**Exercise instructions:**
Some lines below hold "opened". Pick them out and copy them.

**Records shown:**
§ §
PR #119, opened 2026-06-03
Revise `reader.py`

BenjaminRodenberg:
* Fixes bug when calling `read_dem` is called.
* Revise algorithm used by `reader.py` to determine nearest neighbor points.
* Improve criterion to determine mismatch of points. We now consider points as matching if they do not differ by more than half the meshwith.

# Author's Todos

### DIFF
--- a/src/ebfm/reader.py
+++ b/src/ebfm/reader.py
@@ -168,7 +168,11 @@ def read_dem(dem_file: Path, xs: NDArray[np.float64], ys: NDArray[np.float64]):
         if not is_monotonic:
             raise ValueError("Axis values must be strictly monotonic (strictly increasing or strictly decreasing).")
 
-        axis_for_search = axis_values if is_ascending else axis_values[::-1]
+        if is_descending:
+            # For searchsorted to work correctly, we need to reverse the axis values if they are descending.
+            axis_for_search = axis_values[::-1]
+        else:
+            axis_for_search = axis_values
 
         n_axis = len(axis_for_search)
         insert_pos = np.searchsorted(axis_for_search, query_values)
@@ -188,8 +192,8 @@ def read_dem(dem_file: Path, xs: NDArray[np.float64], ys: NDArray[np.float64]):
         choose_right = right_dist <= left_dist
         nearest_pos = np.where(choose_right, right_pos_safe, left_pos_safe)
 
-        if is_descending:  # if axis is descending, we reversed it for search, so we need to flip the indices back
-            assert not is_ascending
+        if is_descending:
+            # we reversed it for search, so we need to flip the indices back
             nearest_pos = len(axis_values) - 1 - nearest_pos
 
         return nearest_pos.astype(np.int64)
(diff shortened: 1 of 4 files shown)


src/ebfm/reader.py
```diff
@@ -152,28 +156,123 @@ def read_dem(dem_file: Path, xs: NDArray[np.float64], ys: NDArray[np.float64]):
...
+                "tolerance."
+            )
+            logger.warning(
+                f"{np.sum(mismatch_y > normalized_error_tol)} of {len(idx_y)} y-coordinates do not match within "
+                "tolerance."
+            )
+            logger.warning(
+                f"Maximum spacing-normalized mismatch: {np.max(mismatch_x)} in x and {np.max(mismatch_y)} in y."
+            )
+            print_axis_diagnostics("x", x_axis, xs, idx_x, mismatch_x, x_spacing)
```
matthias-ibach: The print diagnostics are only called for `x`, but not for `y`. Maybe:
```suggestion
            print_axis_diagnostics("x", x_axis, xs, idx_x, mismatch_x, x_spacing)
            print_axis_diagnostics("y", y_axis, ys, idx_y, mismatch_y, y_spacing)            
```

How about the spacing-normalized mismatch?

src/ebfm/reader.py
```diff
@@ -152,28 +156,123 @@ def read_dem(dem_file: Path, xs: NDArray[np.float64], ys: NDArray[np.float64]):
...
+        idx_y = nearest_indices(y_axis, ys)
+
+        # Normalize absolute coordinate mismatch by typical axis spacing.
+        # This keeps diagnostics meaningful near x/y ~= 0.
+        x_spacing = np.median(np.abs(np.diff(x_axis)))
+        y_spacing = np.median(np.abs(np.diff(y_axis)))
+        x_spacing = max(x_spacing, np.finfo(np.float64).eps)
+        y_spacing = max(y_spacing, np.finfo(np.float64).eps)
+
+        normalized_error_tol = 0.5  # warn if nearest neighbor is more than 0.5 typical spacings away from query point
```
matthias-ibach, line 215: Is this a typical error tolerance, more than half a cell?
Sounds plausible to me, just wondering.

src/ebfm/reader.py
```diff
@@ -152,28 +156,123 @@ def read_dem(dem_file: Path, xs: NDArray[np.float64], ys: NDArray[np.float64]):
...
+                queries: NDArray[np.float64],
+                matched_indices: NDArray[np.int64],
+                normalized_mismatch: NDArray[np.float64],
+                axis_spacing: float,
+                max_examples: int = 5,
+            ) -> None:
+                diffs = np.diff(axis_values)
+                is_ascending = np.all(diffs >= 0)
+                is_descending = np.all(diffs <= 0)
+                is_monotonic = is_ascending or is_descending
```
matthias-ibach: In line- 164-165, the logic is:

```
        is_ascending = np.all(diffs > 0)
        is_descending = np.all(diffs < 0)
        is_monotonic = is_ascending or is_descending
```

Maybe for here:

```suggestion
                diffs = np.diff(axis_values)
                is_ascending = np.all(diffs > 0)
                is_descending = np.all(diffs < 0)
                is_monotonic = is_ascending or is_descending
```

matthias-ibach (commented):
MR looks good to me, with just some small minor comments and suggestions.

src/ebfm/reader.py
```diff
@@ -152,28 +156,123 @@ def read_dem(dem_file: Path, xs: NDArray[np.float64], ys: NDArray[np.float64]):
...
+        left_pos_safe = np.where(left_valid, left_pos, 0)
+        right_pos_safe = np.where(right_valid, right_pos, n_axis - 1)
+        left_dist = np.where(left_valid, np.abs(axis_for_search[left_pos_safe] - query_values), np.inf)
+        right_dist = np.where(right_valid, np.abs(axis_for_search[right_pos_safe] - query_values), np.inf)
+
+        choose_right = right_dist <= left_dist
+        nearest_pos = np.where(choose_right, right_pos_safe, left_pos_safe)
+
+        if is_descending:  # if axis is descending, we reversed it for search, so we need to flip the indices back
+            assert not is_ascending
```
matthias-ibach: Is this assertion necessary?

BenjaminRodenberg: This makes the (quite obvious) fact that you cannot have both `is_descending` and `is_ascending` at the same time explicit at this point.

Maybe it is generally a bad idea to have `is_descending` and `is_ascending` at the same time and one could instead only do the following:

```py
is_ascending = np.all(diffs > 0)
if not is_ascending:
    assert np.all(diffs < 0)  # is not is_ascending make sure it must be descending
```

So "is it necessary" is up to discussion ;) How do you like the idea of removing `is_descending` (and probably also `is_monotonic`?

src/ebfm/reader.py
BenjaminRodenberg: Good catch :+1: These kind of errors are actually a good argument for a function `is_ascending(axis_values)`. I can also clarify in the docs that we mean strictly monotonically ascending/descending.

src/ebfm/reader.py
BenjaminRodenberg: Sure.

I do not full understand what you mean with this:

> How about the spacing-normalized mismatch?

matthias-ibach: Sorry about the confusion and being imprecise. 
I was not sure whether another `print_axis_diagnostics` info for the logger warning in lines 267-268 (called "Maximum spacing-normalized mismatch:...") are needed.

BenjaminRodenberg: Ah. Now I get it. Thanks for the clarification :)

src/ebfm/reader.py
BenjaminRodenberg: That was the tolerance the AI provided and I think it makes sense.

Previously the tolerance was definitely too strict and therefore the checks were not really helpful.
§ §
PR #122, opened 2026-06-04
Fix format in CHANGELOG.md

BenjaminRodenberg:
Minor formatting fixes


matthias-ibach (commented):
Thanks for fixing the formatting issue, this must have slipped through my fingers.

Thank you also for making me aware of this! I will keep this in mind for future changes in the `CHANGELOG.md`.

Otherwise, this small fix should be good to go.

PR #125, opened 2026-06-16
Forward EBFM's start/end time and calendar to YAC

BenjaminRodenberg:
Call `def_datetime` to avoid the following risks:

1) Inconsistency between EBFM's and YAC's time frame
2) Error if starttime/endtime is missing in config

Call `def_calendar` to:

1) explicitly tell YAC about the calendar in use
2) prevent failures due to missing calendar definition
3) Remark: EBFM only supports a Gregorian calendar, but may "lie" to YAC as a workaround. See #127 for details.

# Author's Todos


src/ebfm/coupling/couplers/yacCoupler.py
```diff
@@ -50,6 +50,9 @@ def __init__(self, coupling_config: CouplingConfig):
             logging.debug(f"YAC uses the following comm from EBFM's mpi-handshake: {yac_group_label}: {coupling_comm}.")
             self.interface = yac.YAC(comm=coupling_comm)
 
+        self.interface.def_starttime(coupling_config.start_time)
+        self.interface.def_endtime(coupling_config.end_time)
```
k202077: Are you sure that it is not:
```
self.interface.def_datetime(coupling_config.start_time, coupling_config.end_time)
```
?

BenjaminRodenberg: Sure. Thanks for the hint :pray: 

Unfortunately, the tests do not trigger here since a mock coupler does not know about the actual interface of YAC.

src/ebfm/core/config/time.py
§ §
**Result of this exercise:**
PR #119, opened 2026-06-03
PR #122, opened 2026-06-04
PR #125, opened 2026-06-16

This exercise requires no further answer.